PR #4376, opened 2024-03-25
IA 4808 update azure dsvm to 24.03.14

erdalcosgun:
__Jira ticket__: https://broadworkbench.atlassian.net/browse/IA-4808

### What

Test updates for DSVMs

### Why

-

### What to test

- 

### Who tested and where

- [ ] I validated this change 


http/src/main/resources/init-resources/azure_vm_init_script.sh
```diff
@@ -4,14 +4,23 @@ set -e
 
 # If you update this file, please update azure.custom-script-extension.file-uris in reference.conf so that Leonardo can adopt the new script
 
+# In order to avoid user id conflicts, change azureuser uid and gid before jupyter or welder users are created
```
LizBaldo: Technically, the welder-user is never created here, and only exist in the welder container, which is why this hack is working :)

LizBaldo: Could you add a line before the welder docker run to explain that the DSVM WORKING_DIR owned by jupyter-user 1001 gets mounted as the Welder container work directory owned by user 1001 (which luckily is welder-user in there, but this logic is brittle and we will fix it later)

LizBaldo (approved):
LGTM, glad this hack works! Feel free to ship it after adding a bit more clarification around why the hack works by working around the docker volume mounting rules

lucymcnatt (approved):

_ _ _

* _Action item_:
Find the word "change" in the records, and report each line that has it.

* _Result_:
- [ ] I validated this change 
+# In order to avoid user id conflicts, change azureuser uid and gid before jupyter or welder users are created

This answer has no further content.